__What you have to do__. When you reach the line with "Update the aws" in the listing below, transcribe it and each line after it up to and including the line with "Changes random strings to use constants", exactly and with nothing else.

__Record extracts__.

☆ ☆ ☆

PR #238, opened 2019-12-19
Only build BYOC aws client if needed

fahlmant:
Currently, every time a BYOC account is reconciled, an aws client is build based on the credentials in the secret referenced in the CR. This client is only used when first initializing the BYOC account and is never used again. This PR ensures that we only build the client when needed.

### DIFF
--- a/pkg/controller/account/account_controller.go
+++ b/pkg/controller/account/account_controller.go
@@ -285,57 +285,57 @@ func (r *ReconcileAccount) Reconcile(request reconcile.Request) (reconcile.Resul
 	// If the account is BYOC, needs some different set up
 	if currentAcctInstance.Spec.BYOC {
 		reqLogger.Info("BYOC account")
-
-		// Create client for BYOC account
-		byocAWSClient, accountClaim, err := r.getBYOCClient(currentAcctInstance)
-		if err != nil {
-			if accountClaim != nil {
-				r.accountClaimBYOCError(reqLogger, accountClaim, err)
-			}
-			return reconcile.Result{}, err
-		}
-
-		err = validateBYOCClaim(accountClaim)
-		if err != nil {
-			r.accountClaimBYOCError(reqLogger, accountClaim, err)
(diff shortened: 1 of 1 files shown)


pkg/controller/account/account_controller.go
```diff
@@ -283,7 +283,7 @@ func (r *ReconcileAccount) Reconcile(request reconcile.Request) (reconcile.Resul
 	}
 
 	// If the account is BYOC, needs some different set up
-	if currentAcctInstance.Spec.BYOC {
+	if currentAcctInstance.Spec.BYOC && (currentAcctInstance.Status.State == "" || currentAcctInstance.Status.Claimed != true) {
```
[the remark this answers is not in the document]
fahlmant: Fixing

pkg/controller/account/account_controller.go
```diff
@@ -285,57 +285,57 @@ func (r *ReconcileAccount) Reconcile(request reconcile.Request) (reconcile.Resul
...
-			// Rotate access keys
-			err = r.byocRotateAccessKeys(reqLogger, byocAWSClient, accountClaim)
+		if currentAcctInstance.Status.State == "" || currentAcctInstance.Status.Claimed != true {
+			// Create client for BYOC account
+			byocAWSClient, accountClaim, err := r.getBYOCClient(currentAcctInstance)
 			if err != nil {
-				reqLogger.Info("Failed to rotate BYOC access keys")
-				r.accountClaimBYOCError(reqLogger, accountClaim, err)
+				if accountClaim != nil {
+					r.accountClaimBYOCError(reqLogger, accountClaim, err)
```
jharrington22: I don't think we want to error here right? If a reconcile for the AccountClaim gets triggered we may just want to ignore it. What is the reason for the error is it an issue?

fahlmant: This already exists in master today, line 292 of the account_controller. The only change in this PR is that its within a new if statement above.

PR #243, opened 2020-01-08
Add roleDisplayName for OCM user interface

jharrington22:
OCM requires a way to dynamically display a user friendly role name, along with the description we've added a display name to the spec.


jharrington22:
cc @zgalor

PR #246, opened 2020-01-13
Added credential refresh to reuse

rafael-azevedo:
This PR adds Boolean rotateConsoleCredentials and RotateCredentials to true after account clean up so that credentials are refreshed when doing an account reuse.

### DIFF
--- a/pkg/controller/accountclaim/reuse.go
+++ b/pkg/controller/accountclaim/reuse.go
@@ -44,6 +44,22 @@ func (r *ReconcileAccountClaim) finalizeAccountClaim(reqLogger logr.Logger, acco
 		return err
 	}
 
+	// Get latest version of the account
+	reusedAccount, err = r.getClaimedAccount(accountClaim.Spec.AccountLink, awsv1alpha1.AccountCrNamespace)
+	if err != nil {
+		reqLogger.Error(err, "Failed to get claimed account")
+		return err
+	}
+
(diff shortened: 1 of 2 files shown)


pkg/controller/accountclaim/reuse.go
```diff
@@ -44,6 +44,22 @@ func (r *ReconcileAccountClaim) finalizeAccountClaim(reqLogger logr.Logger, acco
 		return err
 	}
 
+	// Get latest version of the account
+	refreshedAccount, err := r.getClaimedAccount(accountClaim.Spec.AccountLink, awsv1alpha1.AccountCrNamespace)
```
jharrington22: Do we get an error if we don't refresh the account given the above two functions are updating the account CR? Also I'm not sure we need a new var here for the Account CR.

pkg/controller/accountclaim/reuse.go
```diff
@@ -44,6 +44,22 @@ func (r *ReconcileAccountClaim) finalizeAccountClaim(reqLogger logr.Logger, acco
...
+	if err != nil {
+		reqLogger.Error(err, "Failed to get claimed account")
+		return err
+	}
+
+	reqLogger.Info("Rotating Credentials")
```
jharrington22: Can we be more descriptive here and in the error? Reading the logs it would be confusing to know where the rotation is happening and also where the status update failed.

PR #247, opened 2020-01-14
Allow OCM access to federated user resources

jharrington22:
This PR allows the OCM service account and SDA access to federated user resources


jharrington22:
cc/ @zgalor

PR #252, opened 2020-01-23
Update the aws federated account access example CR

fahlmant:
Currently, the AWS Federated Account Access example CR does not reflect the actual struct in the CRD. This PR updates the example to match the current CRD


fahlmant:
Closing in favor of #241

PR #255, opened 2020-01-24
Changes random strings to use constants

iamkirkbater:
Also edits the constants to use CONSTANT case for clarity.

Still needs to be tested locally, I'm working to set up my environment now.

### DIFF
--- a/pkg/controller/account/account_controller.go
+++ b/pkg/controller/account/account_controller.go
@@ -334,7 +334,7 @@ func (r *ReconcileAccount) Reconcile(request reconcile.Request) (reconcile.Resul
 				// Update the account CR to creating
 				reqLogger.Info("Updating BYOC to creating")
 				currentAcctInstance.Status.State = AccountCreating
-				SetAccountStatus(reqLogger, currentAcctInstance, "BYOC Account Creating", awsv1alpha1.AccountCreating, "Creating")
+				SetAccountStatus(reqLogger, currentAcctInstance, "BYOC Account Creating", awsv1alpha1.AccountCreating, AccountCreating)
 				err = r.Client.Status().Update(context.TODO(), currentAcctInstance)
 				if err != nil {
 					return reconcile.Result{}, err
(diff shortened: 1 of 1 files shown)


iamkirkbater:
This has been tested locally and is now ready for review.

clcollins:
Looks good to me, but I think it suffers from the same bug @fahlmant was fixing in #259, so might need to rebase on that when it's merged?

iamkirkbater:
I originally did that in my first attempt, but ended up trying to generalize too far.  Actually, though, I have an idea that I'll run with and get back to you on this.

iamkirkbater:
@fahlmant I originally tried putting those consts in the `utils` package, but that ended up creating a circular dependency within the `v1alpha1` package when I tried using them there as well.  So I just put them in the `v1alpha1` package and then used them from there.

Let me know if you have any concerns with that, otherwise this should be good if you think it is.

jharrington22:
@iamkirkbater general feedback here, with the naming of these variables its important to remember that the style of your variables is also related to syntax, eg the first letter of a variable denotes whether or not its exported from the package. As for style Go is always camel case besides that first letter of course.

Sharing the same variable across types is probably not a good idea as we want to keep types defined and contained to themselves ie. changing v1alpha1.READY would effect more than one types eg `v1alpha1.AccountConditionType.AccountReady` and `v1alpha1.ClaimStatus.ClaimStatusReady` this wouldn't be expected. When we define a type we expect that type to be the source of truth.

pkg/controller/account/account_controller.go
```diff
@@ -462,7 +462,7 @@ func (r *ReconcileAccount) Reconcile(request reconcile.Request) (reconcile.Resul
 	}
 
 	// Account init for both BYOC and Non-BYOC
-	if (currentAcctInstance.Spec.BYOC && currentAcctInstance.Status.State != "Ready") || ((currentAcctInstance.Status.State == string(awsv1alpha1.AccountCreating)) && (currentAcctInstance.Status.Claimed == false)) {
+	if (currentAcctInstance.Spec.BYOC && currentAcctInstance.Status.State != AccountReady) || ((currentAcctInstance.Status.State == string(awsv1alpha1.AccountCreating)) && (currentAcctInstance.Status.Claimed == false)) {
```
fahlmant: I think `string(awsv1alpha1.AccountCreating)` can also be changed to `AccountCreating`

PR #259, opened 2020-01-27
Fix for create user loop

fahlmant:
If the err is nil during CreateUser, it returns an empty struct due to a misplaced else. This PR fixes the aligntment of the else to match up with handing the AWS err as originally intended. It also consolidates the attempt counter and the control counter into one variable.


fahlmant:
Closing in favor of a PR @jharrington22 will open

☆ ☆ ☆

__Task solution__.
Update the aws federated account access example CR

fahlmant:
Currently, the AWS Federated Account Access example CR does not reflect the actual struct in the CRD. This PR updates the example to match the current CRD


fahlmant:
Closing in favor of #241

PR #255, opened 2020-01-24
Changes random strings to use constants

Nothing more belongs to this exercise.